Two techniques of error analysis have been developed and used to prove convergence of the considered methods. The first technique is based on the discrete maximum principle and is applied to prove uniform convergence of the methods for linear and non-linear differential equations. The second technique draws on spectral analysis and deals with average convergence of the methods in Hilbert space H.
Chapter 1 concerns linear difference equations and it constitutes an introduction to linear multistep methods and finite difference methods.
Linear multistep methods and explicit Runge-Kutta methods are presented with solution of practical examples in chapter 2. Also, in chapter 2, the boundary value problem for he secand order of a system of ordinary differential equations is solved by an optimal algorithm with use of the included Mathematica module solveBVP.
Throughout the chapters 3, 4 and 5, the discrete maximum principle is given and applied to prove uniform convergence of finite difference schemes.
In chapter 3, considerable attention is paid to the construction of finite difference schemes and their global and local truncation errors.

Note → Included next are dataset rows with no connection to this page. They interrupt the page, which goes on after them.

PR #922, opened 2016-08-21
Append snippets revamp

everzet:
## TLDR;

`SnippetAcceptingContext` and `CustomSnippetAcceptingContext` were both deprecated and together with their support will be removed in 4.0.

Instead of them two new CLI options were introduced:

* `--snippets-for=CONTEXT_CLASS` - Specifies which context class Behat should generate snippets for.
* `--snippets-type=[regex|turnip]` - Specifies which snippet type Behat should generate.

`=CONTEXT_CLASS` is optional in `--snippets-for=CONTEXT_CLASS` if you provide `--snippets-for` as a last option in CLI (`behat features/my.feature --snippets-for`). If no context class provided, Behat will run in interactive mode.

## LV;

Using interfaces as indicators for where to generate snippets was a pretty dumb idea on my part. I constantly stumble into team commits that include "removing stupid `SnippetAcceptingContext`" comments. Problem is, in Behat 3 your suite has more than one context and depending on which context you generate snippets to, Behat needs to generate different method names (to avoid collisions). You do need to tell Behat which context you're expecting snippets to go to, but using interfaces for that purposes wasn't the right way to go about it.

This PR ditches aforementioned interfaces in favour of two new explicit CLI options - `--snippets-for` and `--snippets-type`.

Both new options work perfectly fine with existing `--append-snippets` and `--no-snippets` options. So from now on, you would use one of the following combinations for your snippet-generating routine:

* `bin/behat --snippets-for=FeatureContext` - Will print snippets in terminal.
* `bin/behat --append-snippets --snippets-for=FeatureContext` - Will append `turnip` snippets into `FeatureContext`.
* `bin/behat --append-snippets --snippets-for=FeatureContext --snippets-type=regex` - Will append `regex` snippets into `FeatureContext`.

To help newcomers and experienced users alike, unhelpful message:

screen shot 2016-08-21 at 14 09 55

was replaced with:

screen shot 2016-08-21 at 14 10 43

If typing is not your cup of tea, providing `--snippets-for` as a last option without value given will run interactive mode:

screen shot 2016-08-28 at 12 26 44

### DIFF
--- a/composer.json
+++ b/composer.json
@@ -28,7 +28,7 @@
     },
 
     "require-dev": {
-        "symfony/process": "~2.1|~3.0",
+        "symfony/process": "~2.5|~3.0",
         "phpunit/phpunit": "~4.5",
         "herrera-io/box": "~1.6.1"
     },
--- a/composer.json
+++ b/composer.json
@@ -18,7 +18,7 @@
         "ext-mbstring":                  "*",
         "behat/gherkin":                 "~4.4",
         "behat/transliterator":          "~1.0",
-        "symfony/console":               "~2.1||~3.0",
+        "symfony/console":               "~2.5||~3.0",
         "symfony/config":                "~2.3||~3.0",
         "symfony/dependency-injection":  "~2.1||~3.0",
         "symfony/event-dispatcher":      "~2.1||~3.0",
--- a/features/append_snippets.feature
+++ b/features/append_snippets.feature
@@ -8,17 +8,15 @@ Feature: Append snippets option
       """
       <?php
 
-      use Behat\Behat\Context\CustomSnippetAcceptingContext,
+      use Behat\Behat\Context\Context,
           Behat\Behat\Tester\Exception\PendingException;
       use Behat\Gherkin\Node\PyStringNode,
           Behat\Gherkin\Node\TableNode;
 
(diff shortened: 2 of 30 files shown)


jakzal:
Could `--snippets-for` also accept a path to the context class? I often put my context classes in a namespace, which would require me to type a lot. A path can be autocompleted by shell, and since we're in a command line context while calling the command it feels more natural.

stof:
:+1: for this revamping

everzet:
@ciaranmcnulty @jakzal 

screen shot 2016-08-28 at 12 26 44

ciaranmcnulty:
Fantastic! Will this work with --append-snippets too?

I think in the case of only one context existing you could default to that one?

everzet:
> Fantastic! Will this work with --append-snippets too?
yes it will

> I think in the case of only one context existing you could default to that one?
first context is the default choice - just pressing ↩ will result in that context being selected.

ciaranmcnulty:
I mean in the --append-snippets case where selecting None would not make sense

everzet:
@ciaranmcnulty it would. Because `--snippets-for` without value will ask you the same question for each suite. This question provides a fine-grained control not only for which contexts to append snippets to, but which suites to ignore for now ;)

Chapter 4 is designed for linear elliptic equations. Different variants of finite difference schemes are considered. The most interesting of these are finite difference schemes in canonical form. For such schemes the discrete maximum principle has been stated and used to estimate the global error of the method. Helmholz equation is solved by Mathematica module solveHemholz.
Chapter 5 contains analysis of convergence of the finite difference scheme with weight for linear parabolic equations.
In chapter 6, the finite difference scheme with weight is applied to wave equation. These schemes have been solved by the method of separation of variables and by the module waveEqn.
Students are encourage to run Mathematica modulae, which are included in the tekst, to learn numerical methods by running the examples and solving tutorial questions with Mathematica as a system for Mathematics.